No matter how bad I felt, I stayed and persevered.

Now that I am home for the summer, I have been reminiscing on the past two semesters of school. At the beginning of the school year, I had a much different idea of how it would go. It was going to be "my year," but somehow while the year was going on, I felt that I had been completely wrong. It's easy to come to quick conclusions when life doesn't exactly go your way. Conclusions like "this year has been the worst year ever" and "I can never get a break" were often popping up in my head. My grades weren't where I wanted them, and I was surprised by a lot of occurrences that I never expected to happen (imagine a wild ride). I found out who my true friends are and who I could rely on, and luckily, my circle only grew. Being extremely extroverted, it was hard for me to get out and just do something. Being in this "rut" took a toll on me. I had to make those hard decisions about doing what was best for me in the long run instead of doing something just for the moment. Trust me when I say, this was NOT easy at all.

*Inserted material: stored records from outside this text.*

PR #5021, opened 2025-04-21
Add CSS for right-to-left language input fields

raphaelm:
See discussion in https://github.com/raphaelm/django-i18nfield/issues/39


wiffbi (approved):
As discussed seems to be the best compromise regarding handling of languages and scripts in pretix vs. i18nField. :)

Through all the tears and change all around me, I decided to proceed to the finish line because I am NOT a quitter.

I decided that it was time for me to allow myself to fully, undeniably be me. I wanted to start doing the little things I enjoy again like working out, taking pictures, and simply just going out to do anything. I started forcing myself to take any opportunity that came my way, and it helped. One of the things that brought me so much joy was kickboxing – talk about therapeutic, people! Kickboxing at least three times a week helped my mood shift so much, and it was a start to seeing me again. I am so blessed with friends who would come over at, literally, any time of the day. Spending time with them helped me more than they could ever know. We did anything from just hanging out in my living room to splurging on a fun dinner. Through everything that I was doing daily, I was learning how to rely on myself. Looking back now, I have never really had to know what it felt like to rely mainly on myself. I did get so much help from my family and friends, but what good could their help do if I didn't want to help myself first?

Even though I felt like this was one of the worst years of my life, it taught me so much more than I ever expected. Looking back now, I grew so, so much. I learned how to smile when times get tough. I learned that it really is okay to not be okay sometimes, and it will be okay eventually. I learned that it's okay to ask for help because we weren't made to do life alone. Most importantly, I learned how to trust myself. My hope for anyone reading this, you will learn from my experience that the worst seasons get better. I am in such a good place right now because I never gave up, and I will continue to never give up. In a short amount of time, I am seeing how far I have come and how much I grew.